(Dataset entries)
◆ ◆ ◆ ◆

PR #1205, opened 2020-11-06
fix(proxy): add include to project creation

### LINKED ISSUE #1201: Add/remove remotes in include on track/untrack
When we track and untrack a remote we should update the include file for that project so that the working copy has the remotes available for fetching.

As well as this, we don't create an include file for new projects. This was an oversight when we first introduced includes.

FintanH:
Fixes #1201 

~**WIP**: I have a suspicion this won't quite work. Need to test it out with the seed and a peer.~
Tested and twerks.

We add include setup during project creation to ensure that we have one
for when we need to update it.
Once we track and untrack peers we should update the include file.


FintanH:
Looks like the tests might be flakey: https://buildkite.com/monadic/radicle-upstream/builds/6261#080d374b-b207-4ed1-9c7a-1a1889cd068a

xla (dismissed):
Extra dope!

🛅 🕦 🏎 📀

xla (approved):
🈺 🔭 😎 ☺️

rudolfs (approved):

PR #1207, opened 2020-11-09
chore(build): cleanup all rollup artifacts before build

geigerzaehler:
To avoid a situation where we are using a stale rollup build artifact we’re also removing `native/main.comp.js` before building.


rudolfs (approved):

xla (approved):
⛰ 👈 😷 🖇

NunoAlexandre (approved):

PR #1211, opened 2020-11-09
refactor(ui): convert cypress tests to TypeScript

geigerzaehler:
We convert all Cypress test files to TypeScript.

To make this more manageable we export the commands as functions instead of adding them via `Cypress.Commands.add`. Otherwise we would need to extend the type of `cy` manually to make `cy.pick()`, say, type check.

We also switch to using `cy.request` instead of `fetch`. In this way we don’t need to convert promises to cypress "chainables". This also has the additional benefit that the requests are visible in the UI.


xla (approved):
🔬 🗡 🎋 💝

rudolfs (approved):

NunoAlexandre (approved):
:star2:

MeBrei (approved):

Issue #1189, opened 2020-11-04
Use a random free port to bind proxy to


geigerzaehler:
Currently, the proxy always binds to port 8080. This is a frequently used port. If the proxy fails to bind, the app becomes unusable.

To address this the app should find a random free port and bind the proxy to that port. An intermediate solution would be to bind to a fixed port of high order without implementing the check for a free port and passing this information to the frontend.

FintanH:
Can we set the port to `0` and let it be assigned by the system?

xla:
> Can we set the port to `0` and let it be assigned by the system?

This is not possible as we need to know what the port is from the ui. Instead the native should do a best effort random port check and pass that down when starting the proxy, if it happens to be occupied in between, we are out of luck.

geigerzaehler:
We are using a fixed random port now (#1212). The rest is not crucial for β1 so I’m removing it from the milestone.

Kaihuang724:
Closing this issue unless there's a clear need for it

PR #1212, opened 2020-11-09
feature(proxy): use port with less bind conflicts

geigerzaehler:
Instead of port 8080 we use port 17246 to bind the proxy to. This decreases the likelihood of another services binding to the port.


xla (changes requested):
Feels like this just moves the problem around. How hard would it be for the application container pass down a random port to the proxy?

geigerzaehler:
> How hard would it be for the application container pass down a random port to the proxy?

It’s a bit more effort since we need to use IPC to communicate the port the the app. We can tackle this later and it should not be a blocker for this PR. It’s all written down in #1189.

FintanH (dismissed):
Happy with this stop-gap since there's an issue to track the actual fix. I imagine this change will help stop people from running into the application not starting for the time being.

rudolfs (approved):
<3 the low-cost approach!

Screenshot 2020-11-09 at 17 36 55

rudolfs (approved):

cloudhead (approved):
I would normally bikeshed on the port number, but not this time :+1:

◆ ◆ ◆ ◆

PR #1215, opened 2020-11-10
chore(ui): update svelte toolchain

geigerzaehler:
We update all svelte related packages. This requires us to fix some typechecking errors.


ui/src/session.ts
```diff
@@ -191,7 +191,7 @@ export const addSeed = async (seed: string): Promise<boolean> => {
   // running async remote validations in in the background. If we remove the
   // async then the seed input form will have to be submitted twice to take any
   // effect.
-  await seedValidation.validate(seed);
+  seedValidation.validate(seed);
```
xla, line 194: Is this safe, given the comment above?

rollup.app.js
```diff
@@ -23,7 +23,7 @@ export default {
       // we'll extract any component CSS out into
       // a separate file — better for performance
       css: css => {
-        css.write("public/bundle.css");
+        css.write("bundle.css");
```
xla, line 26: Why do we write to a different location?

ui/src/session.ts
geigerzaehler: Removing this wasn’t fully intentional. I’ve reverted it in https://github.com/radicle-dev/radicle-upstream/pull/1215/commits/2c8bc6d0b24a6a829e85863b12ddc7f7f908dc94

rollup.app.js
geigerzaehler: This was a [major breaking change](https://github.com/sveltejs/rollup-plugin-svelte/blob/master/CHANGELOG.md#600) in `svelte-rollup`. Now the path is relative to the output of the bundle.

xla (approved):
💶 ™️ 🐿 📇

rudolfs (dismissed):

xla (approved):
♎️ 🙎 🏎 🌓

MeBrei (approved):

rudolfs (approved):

◆ ◆ ◆ ◆

Assignment |
Once you find the line with "PR #1205, opened 2020-11-06" above, print it and every line after it up to and including the line with "Tested and twerks.", exactly as written and nothing else.

Task output |
PR #1205, opened 2020-11-06
fix(proxy): add include to project creation

### LINKED ISSUE #1201: Add/remove remotes in include on track/untrack
When we track and untrack a remote we should update the include file for that project so that the working copy has the remotes available for fetching.

As well as this, we don't create an include file for new projects. This was an oversight when we first introduced includes.

FintanH:
Fixes #1201 

~**WIP**: I have a suspicion this won't quite work. Need to test it out with the seed and a peer.~
Tested and twerks.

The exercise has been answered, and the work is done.